Demystifying Nuclear Radiation
The nuclear power plants at the Fukushima, Japan, site are experiencing serious failures. These failures pose hazards to life and the environment, as well as radiation risks to the rest of the world.
Mainstream science media are beginning to focus more on the facts and feed less on people’s fears, but essential information is lacking.
Scientific American has a good article that provides a general perspective on the risks but doesn’t help readers understand radiation.
CNN has an informative news article on nuclear radiation hazards but fails to explain this crucial concept.
There are several common types of radiation emissions. Georgia State University has a good online reference.
Alpha particles, which are the nuclei of helium atoms, can travel only an inch or two in air and can be stopped by a piece of paper, but if they enter the body, they can be deadly.
Beta particles, which are essentially electrons, which don’t travel much farther, can be stopped by a thin sheet of metal.
Gamma rays, which are very short-wavelength electromagnetic radiation, can go through several inches of steel or lead. According to the EPA, they can travel thousands of miles in air.
Most nuclear reactions also emit neutrons.

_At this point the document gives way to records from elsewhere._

PR #2066, opened 2016-11-29
contrib/docker: cleanup wrapper a bit

rubenk:
- No need to declare errno
- Remove one level of indentation

### DIFF
--- a/contrib/docker/rootfs_prefix/rootfs_prefix.c
+++ b/contrib/docker/rootfs_prefix/rootfs_prefix.c
@@ -11,28 +11,22 @@
 #define BUFSIZE 256
 
 const char *add_prefix(const char *orig, char *prefixed) {
-  int status;
-  int errno;
-
-  if ((strncmp(orig, "/proc", 5) == 0) || (strncmp(orig, "/sys", 4) == 0)) {
-
-    status = snprintf(prefixed, BUFSIZE, "%s%s", PREFIX, orig);
-    if ((unsigned int)status >= BUFSIZE) {
-      error(status, ENAMETOOLONG,
-            "'%s' got truncated when adding '%s' prefix: '%s'", orig, PREFIX,
-            prefixed);
-      return orig;
-    } else if (status < 1) {
-      error(status, errno,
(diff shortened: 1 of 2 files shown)


rubenk:
@mfournier what do you think?

contrib/docker/rootfs_prefix/rootfs_prefix.c
```diff
@@ -11,28 +11,22 @@
...
-      return orig;
-    } else {
-      return (const char *)prefixed;
-    }
+  if ((strncmp(orig, "/proc", 5) != 0) && (strncmp(orig, "/sys", 4) != 0))
+    return orig;
 
-  } else {
+  int status = snprintf(prefixed, BUFSIZE, "%s%s", PREFIX, orig);
+  if ((unsigned int)status >= BUFSIZE) {
```
octo: You should do the `status < 1` check first: status may be negative due to error. When cast to an *unsigned int*, the resulting value is likely larger than `BUFSIZE`, resulting in an incorrect error message.

contrib/docker/rootfs_prefix/rootfs_prefix.c
```diff
@@ -11,28 +11,22 @@
...
-      return orig;
-    } else if (status < 1) {
-      error(status, errno,
-            "adding '%s' prefix to file path failed: '%s' -> '%s'", PREFIX,
-            orig, prefixed);
-      return orig;
-    } else {
-      return (const char *)prefixed;
-    }
+  if ((strncmp(orig, "/proc", 5) != 0) && (strncmp(orig, "/sys", 4) != 0))
```
octo: I find `strlen("/proc")` easier to read than `5`.

contrib/docker/rootfs_prefix/rootfs_prefix.c
rubenk: Ah duh, thanks for spotting this. Wil fix.

cwolfinger:
Doesnt this leak memory on each time the file is open ?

Free neutrons will be half-dead in 13 minutes, so these don’t pose any remote hazard. Neutrons can, however, turn non-radioactive elements into radioactive ones.
How can nuclear radiation from Japan reach Southern California, for example, if radiation can travel only a few thousand miles?

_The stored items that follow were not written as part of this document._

PR #2071, opened 2016-12-01
ipmi plugin: add more analog sensors support

vmytnykx:
- Add more analog sensors like 'PS1 Input Power', 'System Airflow' etc. The sensor type mapping => collectd db type done using sensor base unit type (+ percentage sensor type). 
- Avoid reading value of discrete sensors by ipmi_sensor_id_get_reading() function.
 
Example of analog sensors:
```
# ipmitool sensor get 'PS1 Input Power'
Locating sensor record...
Sensor ID              : PS1 Input Power (0x54)
 Entity ID             : 10.1
 Sensor Type (Threshold)  : Other
 Sensor Reading        : 0 (+/- 0) Watts
 Status                : ok
 Lower Non-Recoverable : na
 Lower Critical        : na
 Lower Non-Critical    : na
 Upper Non-Critical    : 868.000
 Upper Critical        : 920.000
 Upper Non-Recoverable : na
 Positive Hysteresis   : Unspecified
 Negative Hysteresis   : Unspecified
 Assertion Events      :
 Assertions Enabled    : unc+ ucr+
 Deassertions Enabled  : unc+ ucr+

# ipmitool sensor get 'System Airflow'
Locating sensor record...
Sensor ID              : System Airflow (0x11)
 Entity ID             : 23.1
 Sensor Type (Threshold)  : Other
 Sensor Reading        : 54 (+/- 0) CFM
 Status                : ok
 Lower Non-Recoverable : na
 Lower Critical        : na
 Lower Non-Critical    : na
 Upper Non-Critical    : na
 Upper Critical        : na
 Upper Non-Recoverable : na
 Positive Hysteresis   : Unspecified
 Negative Hysteresis   : Unspecified
 Assertion Events      :
 Assertions Enabled    :
```
Example of discrete sensors which are added to internal ipmi list on init but falied to read using ipmi_sensor_id_get_reading() func:

```
# ipmitool sensor get 'Fan 1 Present'
Locating sensor record...
Sensor ID              : Fan 1 Present (0x40)
 Entity ID             : 29.1
 Sensor Type (Discrete): Fan
 States Asserted       : Availability State
                         [Device Present]

# ipmitool sensor get 'P1 VRD Hot'
Locating sensor record...
Sensor ID              : P1 VRD Hot (0x90)
 Entity ID             : 3.1
 Sensor Type (Discrete): Temperature
```

Regards,
Volodymyr

### DIFF
--- a/src/ipmi.c
+++ b/src/ipmi.c
@@ -449,9 +449,12 @@ static int sensor_list_add(c_ipmi_instance_t *st, ipmi_sensor_t *sensor) {
       break;
 
     INFO("ipmi plugin: sensor_list_add: Ignore sensor `%s` of `%s`, "
-         "because I don't know how to handle its type (%#x, %s). "
-         "If you need this sensor, please file a bug report.",
-         sensor_name_ptr, st->name, sensor_type,
+         "because I don't know how to handle its units (%#x, %#x, %#x). "
+         "Sensor type: (%#x, %s). If you need this sensor, please file "
+         "a bug report at http://collectd.org/.",
+         sensor_name_ptr, st->name, ipmi_sensor_get_base_unit(sensor),
+         ipmi_sensor_get_modifier_unit(sensor),
+         ipmi_sensor_get_rate_unit(sensor), sensor_type,
          ipmi_sensor_get_sensor_type_string(sensor));
     return -1;
   }
--- a/src/ipmi.c
+++ b/src/ipmi.c
@@ -79,11 +79,18 @@ struct c_ipmi_sensor_list_s {
   ipmi_sensor_id_t sensor_id;
   char sensor_name[DATA_MAX_NAME_LEN];
   char sensor_type[DATA_MAX_NAME_LEN];
+  char type_instance[DATA_MAX_NAME_LEN];
   int sensor_not_present;
   c_ipmi_sensor_list_t *next;
   c_ipmi_instance_t *instance;
   unsigned int use;
 };
+
+struct c_ipmi_db_type_map_s {
+  enum ipmi_unit_type_e type;
+  const char *type_name;
+};
+typedef struct c_ipmi_db_type_map_s c_ipmi_db_type_map_t;
 
 /*
  * Module global variables
@@ -190,7 +197,7 @@ static void sensor_read_handler(ipmi_sensor_t *sensor, int err,
         if (st->notify_notpresent) {
           notification_t n = c_ipmi_notification_init(st, NOTIF_WARNING);
 
-          sstrncpy(n.type_instance, list_item->sensor_name,
+          sstrncpy(n.type_instance, list_item->type_instance,
                    sizeof(n.type_instance));
           sstrncpy(n.type, list_item->sensor_type, sizeof(n.type));
           snprintf(n.message, sizeof(n.message), "sensor %s not present",
@@ -243,7 +250,7 @@ static void sensor_read_handler(ipmi_sensor_t *sensor, int err,
     if (st->notify_notpresent) {
       notification_t n = c_ipmi_notification_init(st, NOTIF_OKAY);
 
-      sstrncpy(n.type_instance, list_item->sensor_name,
+      sstrncpy(n.type_instance, list_item->type_instance,
                sizeof(n.type_instance));
       sstrncpy(n.type, list_item->sensor_type, sizeof(n.type));
       snprintf(n.message, sizeof(n.message), "sensor %s present",
@@ -285,7 +292,8 @@ static void sensor_read_handler(ipmi_sensor_t *sensor, int err,
     sstrncpy(vl.host, st->host, sizeof(vl.host));
   sstrncpy(vl.plugin, "ipmi", sizeof(vl.plugin));
   sstrncpy(vl.type, list_item->sensor_type, sizeof(vl.type));
-  sstrncpy(vl.type_instance, list_item->sensor_name, sizeof(vl.type_instance));
+  sstrncpy(vl.type_instance, list_item->type_instance,
+           sizeof(vl.type_instance));
 
   plugin_dispatch_values(&vl);
 } /* void sensor_read_handler */
@@ -338,6 +346,24 @@ static void sensor_get_name(ipmi_sensor_t *sensor, char *buffer, int buf_len) {
   sstrncpy(buffer, sensor_name, buf_len);
 }
 
+static const char *sensor_unit_to_type(ipmi_sensor_t *sensor) {
+  static const c_ipmi_db_type_map_t ipmi_db_type_map[] = {
+      {IPMI_UNIT_TYPE_WATTS, "power"}, {IPMI_UNIT_TYPE_CFM, "flow"}};
+
+  /* check the modifier and rate of the sensor value */
+  if ((ipmi_sensor_get_modifier_unit_use(sensor) != IPMI_MODIFIER_UNIT_NONE) ||
+      (ipmi_sensor_get_rate_unit(sensor) != IPMI_RATE_UNIT_NONE))
+    return NULL;
+
+  /* find the db type by using sensor base unit type */
+  enum ipmi_unit_type_e ipmi_type = ipmi_sensor_get_base_unit(sensor);
+  for (int i = 0; i < STATIC_ARRAY_SIZE(ipmi_db_type_map); i++)
+    if (ipmi_db_type_map[i].type == ipmi_type)
+      return ipmi_db_type_map[i].type_name;
+
+  return NULL;
+} /* const char* sensor_unit_to_type */
+
 static int sensor_list_add(c_ipmi_instance_t *st, ipmi_sensor_t *sensor) {
   ipmi_sensor_id_t sensor_id;
   c_ipmi_sensor_list_t *list_item;
@@ -377,10 +403,10 @@ static int sensor_list_add(c_ipmi_instance_t *st, ipmi_sensor_t *sensor) {
    *
    * ipmi_sensor_id_get_reading() supports only 'Threshold' sensors.
    * See lib/sensor.c:4842, stand_ipmi_sensor_get_reading() for details.
-  */
+   */
   if (!ipmi_sensor_get_is_readable(sensor)) {
     INFO("ipmi plugin: sensor_list_add: Ignore sensor `%s` of `%s`, "
-         "because it don't readable! Its type: (%#x, %s). ",
+         "because it isn't readable! Its type: (%#x, %s). ",
          sensor_name_ptr, st->name, sensor_type,
          ipmi_sensor_get_sensor_type_string(sensor));
     return -1;
@@ -413,7 +439,15 @@ static int sensor_list_add(c_ipmi_instance_t *st, ipmi_sensor_t *sensor) {
     type = "fanspeed";
     break;
 
+  case IPMI_SENSOR_TYPE_MEMORY:
+    type = "memory";
+    break;
+
   default: {
+    /* try to get collectd DB type based on sensor base unit type */
+    if ((type = sensor_unit_to_type(sensor)) != NULL)
+      break;
+
     INFO("ipmi plugin: sensor_list_add: Ignore sensor `%s` of `%s`, "
          "because I don't know how to handle its type (%#x, %s). "
          "If you need this sensor, please file a bug report.",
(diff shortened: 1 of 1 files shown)


rpv-tomsk:
https://github.com/rpv-tomsk/collectd/commit/ba30d9ba566ab3723775d3daea6d21a31859d865

maryamtahhan:
@rpv-tomsk is there any feedback on this patchset? I don't quite understand the comment

rpv-tomsk:
> I don't quite understand the comment

I'm about we are doing the same work ) and also I want to point you to my work/patch, just you to be informed about its existence.

My feedback/opinion about your changes:

```
  /* check if this is a percentage */
  if (ipmi_sensor_get_percentage(sensor))
    return "percent";
```

In IPMI, percentage is a flag, not a unit itself. I don't like idea to mix different units into one "percent" type. It will be hard to group different metrics of `percent` type on hubs / at the side of displaying the graphs.

Maybe it will be better to add '_percent' suffix to `type` in that case?

What do you think about this?

vmytnykx:
Hi @rpv-tomsk,

Thank you for your feedbacks.

I agree that mixing different units into one "percent" type is not a best idea. But, the sensors with "percenage" flag set have "unspecified" unit type. So, in that case I suggest to use sensor type + _percentage suffix. E.g.: memory_percentage, temperature_percentage etc.

Regards,
Volodymyr

vmytnykx:
Hi @rpv-tomsk,

Actually, we cannot use my suggestion above, as ipmi plugin may select sensors (using precent flag) that may be unsupported by collectd type db. See example of such sensor below:

```
# ipmitool sensor get 'MTT CPU2'
Locating sensor record...
Sensor ID              : MTT CPU2 (0x35)
 Entity ID             : 3.2
 Sensor Type (Threshold)  : Memory
 Sensor Reading        : 0 (+/- 0) percent
 Status                : ok
 Lower Non-Recoverable : 0.000
 Lower Critical        : 0.000
 Lower Non-Critical    : 0.000
 Upper Non-Critical    : 0.000
 Upper Critical        : 0.000
 Upper Non-Recoverable : 0.000
 Positive Hysteresis   : Unspecified
 Negative Hysteresis   : Unspecified
 Assertion Events      :
 Assertions Enabled    :
```

Sensor has "memory" type and provide only "percent" flag. Unit type of this sensor is "unspecified". For this reason, we cannot build and use `memory_percent` type as it isn't supported by collectd type db. So, you are correct, we should only use `type` + `_percent` suffix in that case.

Also, I think it isn't correct to select sensors by just presense of 'percent' falg. Thus, I'm going to make appropriate changes the PR to fix all described issues.

Thanks and Regards,
Volodymyr

vmytnykx:
Hi @rpv-tomsk,

I've removed logic that selects sensors by presence of of 'percent' falg. Right now, when the sensor provides percentage flag, the type of the sensor sets to `type` + `_percent` as we discussed above. Also, the support of `memory` sensor type has been added in usual way (due to the last changes).
Thanks for your feedback.

Regards,
Volodymyr

src/ipmi.c
```diff
@@ -287,6 +325,13 @@ static int sensor_list_add(ipmi_sensor_t *sensor) {
   }
   } /* switch (sensor_type) */
 
+  /* if sensor provides the percentage value, add "_percent" suffix to the
+   * sensor collectd type */
+  if (ipmi_sensor_get_percentage(sensor)) {
+    ssnprintf(percent_type, sizeof(percent_type), "%s_percent", type);
```
octo: Please use the existing `percent` type instead of introducing more specialized `foo_percent` types. The original type should go into the type instance. For example, "power-ac0" (type: "power", type instance: "ac0") would become "percent-power-ac0" (type: "percent", type instance: "power-ac0").

It's best to think of collectd's types as a "unit label", if that makes sense.

octo: Please use `snprintf()`. The `ssnprintf()` wrapper has been removed from *master*.

octo:
P.S.: Don't worry about the merge conflicts, we'll take care of them after the review concluded.

src/ipmi.c
rpv-tomsk: I dislike such a mixing of different *types* into one 'percent' type.
IMHO, personally I would not use such implementation in my systems.

rpv-tomsk:
>P.S.: Don't worry about the merge conflicts, we'll take care of them after the review concluded.

This PR and mine #2024 do the same thing by a different ways.
This implementation adds a 'is discrete' flag into 'sensors' list, mine prohibits adding discrete sensors into that list.
This PR request logic: that may be used at future implementations.
Mine logic: it makes no sensce of a such adding - these sensors are not used later _in current implementation_.

So, one of implementation completely contradicts the other.

src/ipmi.c
```diff
@@ -200,6 +211,19 @@ static void sensor_read_handler(ipmi_sensor_t *sensor, int err,
   plugin_dispatch_values(&vl);
 } /* void sensor_read_handler */
 
+static const char *sensor_get_db_type(ipmi_sensor_t *sensor) {
```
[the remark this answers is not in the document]
rpv-tomsk: As far I remember, use of only one `ipmi_sensor_get_base_unit()` is not enough for a such task.
The sensor, besides the base unit, also has a 'modifier' and 'rate' values (ipmi_sensor_get_modifier_unit() and ipmi_sensor_get_rate_unit() respectively). May be these are rare used, but I think we need to check their values anyway - otherwise incorrect result can be obtained.

src/ipmi.c
```diff
@@ -275,10 +306,17 @@ static int sensor_list_add(ipmi_sensor_t *sensor) {
     type = "fanspeed";
     break;
 
-  default: {
-    const char *sensor_type_str;
+  case IPMI_SENSOR_TYPE_MEMORY:
```
rpv-tomsk: Can you please show 'ipmitool' output for such a sensor?
For example, by running `sensor get SENSOR_NAME` ?

Thanks.

vmytnykx: Hi @rpv-tomsk, see me comment above for this example https://github.com/collectd/collectd/pull/2071#issuecomment-296641468

maryamtahhan:
@rpv-tomsk 

> So, one of implementation completely contradicts the other.

I think the end goal is the same here... discrete sensors don't get read... so from my perspective it's fine to go with your suggestion

rpv-tomsk:
@maryamtahhan

Let's discuss what to do with 'percent' flag?

rpv-tomsk:
We have a sensor types and we have units of measurements.

We have a 'temperature' type with 'degrees C' unit.
We have a 'fanspeed' type with 'RPM' unit.

Some IPMI sensor types are mapped to Collectd types directly.

As for me, 'percent' is a unit, not a type.
Happily, I have no much sensors with percents: The only one is Intel platform which reports consumed power in sensor of `IPMI_SENSOR_TYPE_CURRENT` type and value is a percentage.
Of course, nobody measures current in percents and that sensor value means power supply load.
If that will be reported with a 'percent' type that will be not so good as it might be.

Let's solve this task starting from a practical requirements?

src/ipmi.c
vmytnykx: In nutshell, this sensor represents "Memory Thermal Throttling" and is related to memory thermal management system. Based on the DIMM thermal conditions it may restrict read and write traffic/bandwidth to main memory as a means of controlling power consumption. This metric is measured as a percentage and 0% means no memory throttling occurs. When thermal conditions are going high, the memory management system enables throttling and restricts the read or write traffic (e.g. 50%).

maryamtahhan:
@rpv-tomsk There are thermal and other sensors on Intel platforms that report values in %...

My understanding of types in collectd is that type can be thought of the unit used to measure a value (but I could be wrong) ...
If we look at some other plugins for precedent: hupepages, virt and the cpu plugins report % as a **type** for a number of different measurements... 
I would be for keeping the generic type as % as @octo suggests, but then either: 
1. using the sensor type as an extension (prefix/suffix to the type instance)...
2. use metadata for sensor type/sensor name leaving one of these as the type instance...

I would prefer option 1.

As an aside: MTT sensor is the Memory Throttling sensor on Intel platforms...

octo:
> 1. using the sensor type as an extension (prefix/suffix to the type instance)...

+1, that's exactly what I wanted to suggest.

@maryamtahhan, @rpv-tomsk How exactly does this PR relate to #2024? Should we close this in favor of #2024 or do they only overlap in the bit that deals with discrete sensors?

rpv-tomsk:
This PR intended to add new mappings of IPMI units to Collectd types.

 https://github.com/rpv-tomsk/collectd/commit/ba30d9ba566ab3723775d3daea6d21a31859d865

rpv-tomsk:
>I would prefer option 1.

What is about a such solution: map sensors with a 'percent' flag to 'percent' type, but allow to configure custom mapping by a sensor name (may be implemented later)?

vmytnykx:
Just want to summarize the remaining work on the changes:
* Don't read the discrete sensors. I'm OK to remove existing logic and use the logic implemented by @rpv-tomsk in https://github.com/rpv-tomsk/collectd/blob/0d9be8e2dd5fb3c801d805ef1d54b60963a2fccc/src/ipmi.c#L369-L395
* Map sensors with a 'percent' flag to 'percent' type and add sensor type as a prefix to `type_instance` in this case. The `type_instance` of non % sensors will remain the same (just sensor name).
* Fix https://github.com/collectd/collectd/pull/2071/files/18767f257d29e1d3ec0bdd09ecbad13ac602df05#diff-88ee790203c729461340e7b84aa31bb5 comments.

Is my understanding correct?

rpv-tomsk:
Volodymyr, I think that your summary is correct.

Does anybody will comment mine proposal of configurable mapping? Any opinions?

vmytnykx:
@rpv-tomsk, could you please clarify your proposal. Do you mean to add new bool config option into collectd conf which will enable adding prefix or not? Or you mean new option which will do the whole percent mapping or not depends on the flag?

octo:
@rpv-tomsk Yes, I'll review #2024

rpv-tomsk:
I propose to discuss adding of something similar to:
```
<Plugin ipmi>
  <Sensor "CPU2 Vcore system_board (7.2)">
      Type "voltage"
      TypeInstance "cpu2"
   </Sensor>
    <Instance>
       ....
    </Instance>
</Plugin>
```

That will allow to override all hardcode mappings, by sensor type or unit type.

maryamtahhan:
@rpv-tomsk as regards your last proposal, I think you can do this with filtering chains in collectd... so even if you are not happy with the hardcoding you can change it before the metric gets published...

rpv-tomsk:
Filtering chains...  Some while ago there was a same suggestion about use of filtering chains for setting plugin name / plugin instance in 'generic plugins'..  I prefer to configure all things in one place and in a most simplest way (by a form). Chains are closer to a hack for me, not to a solution.

octo:
How do we proceed with this? #2024 has been merged and this PR needs a rebase, ideally pulling in the existing handling of discrete sensors. Then do a final review?

vmytnykx:
@octo, working on review comments changes now. Then I can re-base these changes based on the latest master. Do you prefer to do final review before re-base or after?

octo:
Given the complexity of the rebase, I think a review after rebase makes more sense in this case.

vmytnykx:
Hi @octo, @rpv-tomsk,

I've addressed the review comments and changed the implementation as discussed in https://github.com/collectd/collectd/pull/2071#issuecomment-335177508 

The changes are re-based and squashed into one commit.

Thank you all for review :)

Regards,
Volodymyr

rpv-tomsk:
Hi, Volodymyr!

Thanks for update and your work on this.
What will you say about to make this message (https://github.com/collectd/collectd/pull/2071/commits/1f88406aadbfbd3da8f2d7f08220d2734aa286b4#diff-88ee790203c729461340e7b84aa31bb5R451) more informative? The Collectd now tries to handle sensors `units of measurements', but that message  does not show us these values. That will not give us enough data for new types mapping.

Mine proposal is to add units values to the message output, like was done here: https://github.com/rpv-tomsk/collectd/commit/ba30d9ba566ab3723775d3daea6d21a31859d865#diff-88ee790203c729461340e7b84aa31bb5R439

vmytnykx:
Hi @rpv-tomsk, the idea sounds good to me. I will fix it and update the PR. 

Regarding the build failure, seems a Jenkins issue:

```
checking for a BSD-compatible install... /usr/bin/install -c
checking whether build environment is sane... configure: error: newly created file is older than distributed files!
Check your system clock
+ make -sk check
make: *** No rule to make target 'check'.
Archiving artifacts
Skipping publisher since build result is FAILURE
```
Thanks and Regards,
Volodymyr

vmytnykx:
Hi @rpv-tomsk,

rpv-tomsk:
Hi Volodymyr!

Thanks for your work on this!

maryamtahhan:
Whoop whoop! Great work all, thanks for the perseverance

Radiation itself doesn’t travel that far, but radioactive elements do.
Microscopic or, in some cases, macroscopic physical particulate from inside the reactor fuel escapes into the atmosphere during a nuclear incident when fuel enclosures melt.
The particulates get released through vented gasses or expelled during explosions; the particles that travel the farthest are submicron-sized. Some radioactive elements in the vapor phase are made in reactors and released, but these are diluted in the atmosphere and dispersed quickly, and they pose little remote risk.
These gases, vapors and particulates can be made of a variety of materials that could be radiation-emitting elements, such as iodine, krypton, cesium, uranium or plutonium, or they could be elements that are not normally radioactive but may have become so as a result of the fission process and neutron interactions inside the reactor.
These elements emit one or more of the radioactive emissions: alpha, beta, neutrons and/or gamma rays.
So when Fox News says that “there are two types of radioactive material, and the crew members [of a Navy helicopter crew] in Japan were exposed to radioactive particles (alpha and beta) which resemble dust,” this description is misleading.
The visible particulate, the radioactive material, may resemble dust, but the alphas, betas and gammas themselves are nuclear particles that come out of the radioactive material and are invisible to the naked eye.
Knowing the source of such radiation would be meaningful. Each radioactive element emits radiation in different intensities for different durations. Depending on which element and sub-species of elements are emitted, people can be better informed and prepared to respond, if necessary.
The short- or long-term consequences vary. Some radioactive contaminates wash off with water and are half-dead in 30 years. Others last 10 million years or longer.
If scientists detect abnormally high levels of radiation in the atmosphere, they should be able to explain which elements are emitting them, because each radioactive element emits unique signatures (that is, a specific combination, intensity and duration of alpha, beta and gamma ray emissions).
If remote radiation threats pose real local risks, Fox News and CNN will broadcast the information.
Fossil fuels aside, if 45.7 percent of worldwide electrical power comes from nuclear plants, and one-tenth of 1 percent comes from solar energy, experts have to find a way to make nuclear fission work or find another type of nuclear solution.